Stored items
*** Begin section ***

PR #7624, opened 2025-04-04
Default `singleClickNavigation` back to `false`

jtpio:
Fixes https://github.com/jupyter/notebook/issues/7538

See https://github.com/jupyter/notebook/issues/7538 for more context.

- [x] Update default value for `singleClickNavigation`
- [x] Mention in the user facing changelog

PR #7627, opened 2025-04-09
Patch handling of singleClickNavigation

### LINKED ISSUE #7538: 'navigate files and folders with single click'  only effective in jupyter lab
## Description
upgrade to 7.3.1，'navigate files and folders with single click' not checked, but it's still affecting the behavior.

This option only effective in jupyter lab.
 
Image

jtpio:
Follow-up to https://github.com/jupyter/notebook/pull/7624

Fixes https://github.com/jupyter/notebook/issues/7538

### DIFF
--- a/.yarn/patches/@jupyterlab-filebrowser-npm-4.4.0-0616cbcbf2.patch
+++ b/.yarn/patches/@jupyterlab-filebrowser-npm-4.4.0-0616cbcbf2.patch
@@ -1,0 +1,24 @@
+diff --git a/lib/listing.js b/lib/listing.js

*** End section ***

■ What you need to do ■
All entries above are to be reproduced exactly.

■ Response box ■
PR #7624, opened 2025-04-04
Default `singleClickNavigation` back to `false`

jtpio:
Fixes https://github.com/jupyter/notebook/issues/7538

See https://github.com/jupyter/notebook/issues/7538 for more context.

- [x] Update default value for `singleClickNavigation`
- [x] Mention in the user facing changelog

PR #7627, opened 2025-04-09
Patch handling of singleClickNavigation

### LINKED ISSUE #7538: 'navigate files and folders with single click'  only effective in jupyter lab
## Description
upgrade to 7.3.1，'navigate files and folders with single click' not checked, but it's still affecting the behavior.

This option only effective in jupyter lab.
 
Image

jtpio:
Follow-up to https://github.com/jupyter/notebook/pull/7624

Fixes https://github.com/jupyter/notebook/issues/7538

### DIFF
--- a/.yarn/patches/@jupyterlab-filebrowser-npm-4.4.0-0616cbcbf2.patch
+++ b/.yarn/patches/@jupyterlab-filebrowser-npm-4.4.0-0616cbcbf2.patch
@@ -1,0 +1,24 @@
+diff --git a/lib/listing.js b/lib/listing.js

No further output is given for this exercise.